Monday, August 26, 2013

8-26


I went for a walk in my suburban New York City town. The disgust of the SUVs and traffic overwhelmed my gag reflex instantly. I started on a thought process of the how impossible it is for one to truly find peace in an American suburb, and how delude these peoples’ lives are, and every other pseudo-artistic cliché perspective on American family life. Maybe I belong in the woods alone. Or maybe I belong in Manhattan where the noise cancels out the noise, which cancels out the noise, which cancels out that noise, etc. I decided to forge on. As I made my way to a small pond in the nearby woods I came across a family- mother, father, grandmother, and 3 children. All fishing, and all silent. Only myself and the lone, angel feathered white stork I sussed out on the edge of the pond were observing this. I knew then that I was in the perfect place.

Sunday, August 18, 2013

Invisible Majority


There are far too many invisible moments in our existence- or so we perceive.

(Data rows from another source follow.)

Issue #489, opened 2025-02-18
snapshot: expose an api that allows create a snapshot


flaneur2020:

flaneur2020:
this article is nice to reference: https://justinjaffray.com/versioned-iterators/

baobaomaomeng:
I want to take on this task and discuss some special cases here as documentation.

1、If key-value pairs exceed their TTL during the snapshot, how should we handle this? I think it should align with the handling in transactions, but I haven’t seen conclusions in the transaction RFC so far. For now, I can simply compare their TTL with the system clock. Even if we need to change this later, it won’t take much time.
2、Regarding compaction: The current idea is to delete KV pairs with excessively long expiration times (e.g., if the expiration time is m, delete them after exceeding m + 12 hours).
3、Does this require a separate RFC? My opinion is that it can be described in the transaction RFC, as the snapshot functionality is a subset of transactions.

flaneur2020:
@baobaomaomeng Thank you for taking this. This issue can be treated as the 1) part ('exposing the API') in your list, and the 2) 'clean up expired versioned data' can be put in another issue & pull request. I think the 1) 'exposing the Snapshot API' does not require a standalone RFC, but it would be nice to have a description about the API introduced in the pull request summary.

flaneur2020:
this issue may require #536 in advance

flaneur2020:
fixed in #688 😺

PR #536, opened 2025-04-04
refactor(snapshot): add max_seq in scan

flaneur2020:
This PR adds a `max_seq` in the `DbIterator` which allows us having a consistent snapshot view in a scan.

This PR is factored out from #519, and it's also useful for issue #489.

### DIFF
--- a/src/merge_iterator.rs
+++ b/src/merge_iterator.rs
@@ -6,144 +6,9 @@ use crate::types::RowEntry;
 use std::cmp::{Ordering, Reverse};
 use std::collections::{BinaryHeap, VecDeque};
 
-pub(crate) struct TwoMergeIterator<T1: KeyValueIterator, T2: KeyValueIterator> {
-    iterator1: (T1, Option<RowEntry>),
-    iterator2: (T2, Option<RowEntry>),
-}
-
-impl<T1: KeyValueIterator, T2: KeyValueIterator> TwoMergeIterator<T1, T2> {
-    pub(crate) async fn new(mut iterator1: T1, mut iterator2: T2) -> Result<Self, SlateDBError> {
-        let next1 = iterator1.next_entry().await?;
-        let next2 = iterator2.next_entry().await?;
-        Ok(Self {
-            iterator1: (iterator1, next1),
-            iterator2: (iterator2, next2),
-        })
-    }
-
-    async fn advance1(&mut self) -> Result<Option<RowEntry>, SlateDBError> {
-        if self.iterator1.1.is_none() {
-            return Ok(None);
-        }
-        Ok(std::mem::replace(
-            &mut self.iterator1.1,
-            self.iterator1.0.next_entry().await?,
-        ))
-    }
-
-    async fn advance2(&mut self) -> Result<Option<RowEntry>, SlateDBError> {
-        if self.iterator2.1.is_none() {
-            return Ok(None);
-        }
-        Ok(std::mem::replace(
-            &mut self.iterator2.1,
-            self.iterator2.0.next_entry().await?,
-        ))
-    }
-
-    fn peek1(&self) -> Option<&RowEntry> {
-        self.iterator1.1.as_ref()
-    }
-
-    fn peek2(&self) -> Option<&RowEntry> {
-        self.iterator2.1.as_ref()
-    }
-
-    fn peek_inner(&self) -> Option<&RowEntry> {
-        match (self.peek1(), self.peek2()) {
-            (None, None) => None,
-            (Some(v1), None) => Some(v1),
-            (None, Some(v2)) => Some(v2),
-            (Some(v1), Some(v2)) => {
-                if v1.key < v2.key {
-                    Some(v1)
-                } else {
-                    Some(v2)
-                }
-            }
-        }
-    }
-
-    async fn advance_inner(&mut self) -> Result<Option<RowEntry>, SlateDBError> {
-        match (self.peek1(), self.peek2()) {
-            (None, None) => Ok(None),
-            (Some(_), None) => self.advance1().await,
-            (None, Some(_)) => self.advance2().await,
-            (Some(next1), Some(next2)) => {
-                if next1.key < next2.key {
-                    self.advance1().await
-                } else {
-                    self.advance2().await
-                }
-            }
-        }
-    }
-}
-
-impl<T1, T2> TwoMergeIterator<T1, T2>
-where
-    T1: KeyValueIterator,
-    T2: KeyValueIterator,
-{
-    async fn seek1(&mut self, next_key: &[u8]) -> Result<(), SlateDBError> {
-        match &self.iterator1.1 {
-            None => Ok(()),
-            Some(val) => {
-                if val.key < next_key {
-                    self.iterator1.0.seek(next_key).await?;
-                    self.iterator1.1 = self.iterator1.0.next_entry().await?;
-                    Ok(())
-                } else {
-                    Ok(())
-                }
-            }
-        }
-    }
-
-    async fn seek2(&mut self, next_key: &[u8]) -> Result<(), SlateDBError> {
-        match &self.iterator2.1 {
-            None => Ok(()),
-            Some(val) => {
-                if val.key < next_key {
-                    self.iterator2.0.seek(next_key).await?;
-                    self.iterator2.1 = self.iterator2.0.next_entry().await?;
-                    Ok(())
-                } else {
-                    Ok(())
-                }
-            }
-        }
-    }
-}
-
-#[async_trait]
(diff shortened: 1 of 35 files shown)


src/reader.rs
```diff
@@ -202,7 +202,8 @@ impl Reader {
             sr_iters.push_back(iter);
         }
 
-        DbIterator::new(range.clone(), mem_iter, l0_iters, sr_iters).await
+        // TODO(flaneur): load max committed seq here
```
criccomini, line 205: Remind me: is seq purely in memory, or does L0 contains sequences as well? I recall some discussion about this, but it was a while ago.

src/merge_iterator.rs
```diff
@@ -135,11 +141,22 @@ impl<T1: KeyValueIterator, T2: KeyValueIterator> KeyValueIterator for TwoMergeIt
             if peeked_kv.key != current_kv.key {
                 break;
             }
-            if peeked_kv.seq > current_kv.seq {
+            if peeked_kv.seq > current_kv.seq
```
criccomini, line 144: I'm a little curious about `if peeked_kv.seq > current_kv.seq`. I know this code was here before, but it seems odd to me that we're filtering on seq here. The `peek_inner` code appears to return whichever key is lexicographically lower. Couldn't it be the case that it returns KVs in non-seq-ascending order? I'm thinking of something like this:

```
it1=[(k=c, seq=2) => v1, (k=d, seq=5)=> v2]
it2=[(k=a, seq=4) => v1, (k=e, seq=12)=> v2]
```

If I created a TwoMergeIterator, wouldn't peek_inner return a first, then c? And thus, wouldn't c get filtered incorrectly?

src/merge_iterator.rs
```diff
@@ -135,11 +141,22 @@ impl<T1: KeyValueIterator, T2: KeyValueIterator> KeyValueIterator for TwoMergeIt
...
+                    .max_seq
+                    .map(|max_seq| peeked_kv.seq <= max_seq)
+                    .unwrap_or(true)
+            {
                 current_kv = peeked_kv.clone();
             }
             self.advance_inner().await?;
         }
+
+        if let Some(max_seq) = self.max_seq {
```
criccomini, line 155: I suppose this is needed in case the very first element in the iterator has a seq > max_seq? If so, WDYT about putting this logic in the `let mut current_kv = match self.advance_inner().await? {` block above? Something like.. `Some(kv) if kv.seq <= self.max_seq` (though would need to unwrap max_seq).

criccomini (commented):
Ok! Took a pass at the code. Forgive me for the questions. I've forgotten some of the details about the sequence number implementation. Before I ✅ , I want to make sure I'm understanding things correctly.

criccomini:
Another random thought: I think this could also be implemented as a FilterIterator (filter_iterator.rs), right? Any thoughts between the two approaches? On the one hand, seq num's are so fundamental, perhaps they warrant special treatment. OTOH, leveraging composability for this seems nice... 🤔

src/reader.rs
flaneur2020: yes, the L0 SST is a 1:1 dumping of memtable, it will also include multiple versioned data as well.

src/merge_iterator.rs
flaneur2020: yes indeed, this is needed on the case which the very first element's seq is bigger than max_seq. i like this style you suggested, let me have a try on this :+1:.

src/merge_iterator.rs
flaneur2020: > If I created a TwoMergeIterator, wouldn't peek_inner return a first, then c? And thus, wouldn't c get filtered incorrectly?

i believe this will not happen because this `if peeked_kv.seq > current_kv.seq` check only happens on the same key. the loop will break as soon as the next key is different with the current one. 

let me append a test case on this case

src/merge_iterator.rs
flaneur2020: oh sorry the `current_key` at the beginning is still a must, because the loop in the merge logic will break as soon as the peeked key is not the current key, a 'merge' only focuses on a single key's different versions, so it requires to know which key is the 'current key'.

flaneur2020:
> Another random thought: I think this could also be implemented as a FilterIterator (filter_iterator.rs), right? Any thoughts between the two approaches? On the one hand, seq num's are so fundamental, perhaps they warrant special treatment. OTOH, leveraging composability for this seems nice... 🤔

i like this idea, with FilterIterator introduced here, the change footprints will become smaller: do not require to change merge iterator at all, all we need is to manage the combination of iterators in `read.rs`.

i'll make this change in this pr after #537 get merged. (as @ableegoldman suggested, the current usage of FilterIterator might need a little change, or it may risks data loss on TTL.)

src/merge_iterator.rs
criccomini: ahh, I missed the `break` call directly above this 😆  Gotcha, then yes, the seq will always apply for the same key and this check makes sense to me. I'll leave this open until you add the test, just for safe keeping.

src/reader.rs
criccomini: Gotcha. In that case, shouldn't `DbIterator::new` take a sequence number corresponding to the snapshot's last sequence number? Or since the two are guaranteed to be the same, it's not needed?

flaneur2020: yes indeed, the seq num should be passed from `DbIterator::new`, this can be placed in a standalone pr for issue #489

src/merge_iterator.rs
```diff
@@ -135,11 +141,22 @@ impl<T1: KeyValueIterator, T2: KeyValueIterator> KeyValueIterator for TwoMergeIt
             if peeked_kv.key != current_kv.key {
                 break;
             }
-            if peeked_kv.seq > current_kv.seq {
```
rodesai, line 138: I think there's no guarantee about the order in which this loop will iterate over the two input iterators, so the following scenario is possible (in fact I think it's guaranteed to happen since the current impl always passes the iterator with the more recent data in as the first iterator). Lets say `max_seq == Some(100)`, `current_kv.seq == 110`, `peeked_kv.seq == 90`. In that case, we won't update `current_kv` and the iterator will return None, when it shoudl really return `Some(peeked_kv)`.

So you'd need to do something like:
```rust
          if self.max_seq.map(|s| current_kv.seq > s).unwrap_or(false)
                || (peeked_kv.seq > current_kv.seq
                    && self
                        .max_seq
                        .map(|max_seq| peeked_kv.seq <= max_seq)
                        .unwrap_or(true))
            {
                current_kv = peeked_kv.clone();
            }
```

src/merge_iterator.rs
```diff
@@ -251,11 +273,22 @@ impl<T: KeyValueIterator> KeyValueIterator for MergeIterator<T> {
             if peeked_entry.key != current_kv.key {
                 break;
             }
-            if peeked_entry.seq > current_kv.seq {
+            if peeked_entry.seq > current_kv.seq
```
rodesai, line 276: similar comment to the above here about handling the case where the iterators return entries in reverse-seq-num order across iterators.

src/merge_iterator.rs
```diff
@@ -444,6 +477,34 @@ mod tests {
         .await;
     }
 
+    #[tokio::test]
```
rodesai, line 480: we should add test cases where a key appears in both/multiple iterators for twomerge/merge iterators respectively, with varying ordering of the sequence numbers across the inner iterators

src/merge_iterator.rs
flaneur2020: thank you for the feedback, let me reexamine this logic and cover it with more tests on it

flaneur2020: after some thoughts, i followed @criccomini's suggestion to take a FilterIterator instead of changing `MergeIterator` in place. it might become easier to reason about this logic, PTAL (some tests are still on the road)

criccomini:
Wow, this latest change using the `FilterIterator` looks very clean! LGTM overall. I'd like to see a bit more testing, though. @rodesai mentioned one case above. A few different checks with different iterators and seqnums would be good (maybe using proptest?).

flaneur2020:
> Wow, this latest change using the `FilterIterator` looks very clean! LGTM overall. I'd like to see a bit more testing, though. @rodesai mentioned one case above. A few different checks with different iterators and seqnums would be good (maybe using proptest?).

yep, before adding tests, i think i need to battle rust type system to make `KeyValueIterator` able to be used as `Box<dyn KeyValueIterator>` to make it easier to test with 😲, having `Box<dyn KeyValueIterator>` may help us easier to mock inputs in tests

flaneur2020:
made a refactor to allow MergeIterator accepts `Box<dyn KeyValueIterator + 'a>` in #546

flaneur2020:
@criccomini @rodesai updated this pr with comments and test, PTAL 🫡

criccomini (approved):
LGTM!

In order to tolerate the loneliness of that invisibility it is adapted to as a comfort. I justify it as solitude and a retreat from humanity’s wretch. The fact that we are ignored as artists as well as humans is something I am forced to consolidate in my mind and heart. I am so constantly dismissed I create a pattern that makes my lack of significance concrete to me. It must be universal. Is it really? When asked for my personal contribution on anything, why would I ever assume it will have any more of an impact than it had in the past. Why? Because I realize not one thing in this universe does not impact the whole.